SUPPLIED RECORDS: Begin

PR #362, opened 2025-09-16
Generate native debug symbols for Android

dsnopek:
This adds some steps to the `mavencentral-publish.yml` workflow that will zip up the native .so files with debug symbols, which we need to get backtraces with symbols on the stores. It should be fine to enable debug symbols there, because they'll get stripped by Gradle

This meant removing the blanket `doNotStrip` we had before, which means if you are making builds with debug symbols for use during development you'll need to pass `-PdoNotStrip=true` when running Gradle. But since we didn't even provide a nice way of doing that until super recently (in https://github.com/GodotVR/godot_openxr_vendors/pull/356) I think that's fine

I tested this as much as I could on my fork by making some fake releases. But we won't know if it works for sure until we run it here on a real release


dsnopek:
> Can you update the comments at the top of the mavencentral-publish workflow to indicate it also generates the native debug symbols files

Sure! I've updated the comment at the top of the file in my latest push

Issue #352, opened 2025-09-03
Hand Meshes disappear after scene change


JonasPaule:
I have an issue developing a game for my Meta Quest 3 on Godot 4.4.1 using the Vendors Plugin v4.
So, in my project I want to switch between multiple 3D scenes. In order not to have to add my XROrigin, camera and handtracking to each scene individually, I have created a scene called base_view which does this. It is structured like this: 

<img width="251" height="256" alt="Image" src="https://github.com/user-attachments/assets/e0f0c7e8-25e3-4b78-b2c3-0741eaaeb8e4" />

Then I just add this base_view scene to my game scenes and have all the basic XR functionalities working. When I start the game in my main scene everything is working fine, the hands are tracked and the OpenXRFbHandTrackingMeshes are shown accordingly. Yet, when I change my scene using `get_tree().call_deferred("change_scene_to_file", "res://scene2.tscn")`  I switch to my new scene but my hands are not shown anymore. In my minimal project the 2 scenes i switch between look like this: 

<img width="1344" height="754" alt="Image" src="https://github.com/user-attachments/assets/a79edae6-968b-47ca-b4de-75af22fc3d8a" />

<img width="276" height="146" alt="Image" src="https://github.com/user-attachments/assets/e353b8ef-4cad-44d8-b077-0f172ef61430" />

From my bigger project I know that the hands are still being correctly tracked as I use them to Interact with a GUI, utilizing the capsule feature. So after switching the scene everything is still working fine, I just do not see the Meshes for whatever reason. Does anybody know how to fix this?

PR #367, opened 2025-09-19
Fix `OpenXRFbHandTrackingMesh` changes after startup and detecting when it's not supported

dsnopek:
This aims to fix some issues I found with using `OpenXRFbHandTrackingMesh` in my recent [jam game](https://dsnopek.itch.io/rock-paper-infinity):

- If you have some `OpenXRFbHandTrackingMesh`s added at startup, but then add another `OpenXRFbHandTrackingMesh` later on, it'll never get its mesh populated
- If you change the `hand` property after its mesh has already been loaded, it won't switch to the other hand mesh
- There's no _good_ way to detect if this extension is enabled and loading the hash mesh has succeeded. This makes it hard to automatically use a fallback hand mesh when run on platforms that don't support the extension (it is possible to do in a hacky way, but there should be an "official" way)

Fixes https://github.com/GodotVR/godot_openxr_vendors/issues/352

### DIFF
--- a/doc_classes/OpenXRFbHandTrackingMeshExtensionWrapper.xml
+++ b/doc_classes/OpenXRFbHandTrackingMeshExtensionWrapper.xml
@@ -8,12 +8,4 @@
 	</description>
 	<tutorials>
 	</tutorials>
-	<signals>
-		<signal name="openxr_fb_hand_tracking_mesh_data_fetched">
-			<param index="0" name="hand_index" type="int" />
-			<description>
-				Emitted when the mesh data has been fetched for the given hand ([code]0[/code] is left, and [code]1[/code] is right).
-			</description>
-		</signal>
-	</signals>
 </class>
--- a/plugin/src/main/cpp/classes/openxr_fb_hand_tracking_mesh.cpp
+++ b/plugin/src/main/cpp/classes/openxr_fb_hand_tracking_mesh.cpp
@@ -39,19 +39,28 @@
 
 using namespace godot;
 
-void OpenXRFbHandTrackingMesh::setup_hand_mesh(Hand p_hand) {
-	if (p_hand != hand) {
+void OpenXRFbHandTrackingMesh::setup_hand_mesh(const Ref<Mesh> &p_mesh) {
+	if (p_mesh.is_null()) {
+		emit_signal("openxr_fb_hand_tracking_mesh_unavailable");
 		return;
 	}
 
-	ERR_FAIL_COND_MSG(mesh_instance != nullptr, "OpenXRFbHandTrackingMesh has already been set up.");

SUPPLIED RECORDS: End

TASK GOAL>
Set down, exactly and in full, the lines from the one containing "-void OpenXRFbHandTrackingMesh::setup_hand_mesh(Hand p_hand)" through the end of the entries; no other line belongs.

PROBLEM SOLUTION>
-void OpenXRFbHandTrackingMesh::setup_hand_mesh(Hand p_hand) {
-	if (p_hand != hand) {
+void OpenXRFbHandTrackingMesh::setup_hand_mesh(const Ref<Mesh> &p_mesh) {
+	if (p_mesh.is_null()) {
+		emit_signal("openxr_fb_hand_tracking_mesh_unavailable");
 		return;
 	}
 
-	ERR_FAIL_COND_MSG(mesh_instance != nullptr, "OpenXRFbHandTrackingMesh has already been set up.");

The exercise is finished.